[Recorded data]

PR #3823, opened 2021-12-07
Make attribute codes unique per product class

### LINKED ISSUE #3785: ProductAttribute.code should be a unique field
### Issue Summary

The product attribute should have a unique code.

▶ _EXERCISE GOAL_
Among the lines of the data, identify those with the word "unique". Copy each of them.

▶ _FINISHED TASK_
Make attribute codes unique per product class
### LINKED ISSUE #3785: ProductAttribute.code should be a unique field
The product attribute should have a unique code.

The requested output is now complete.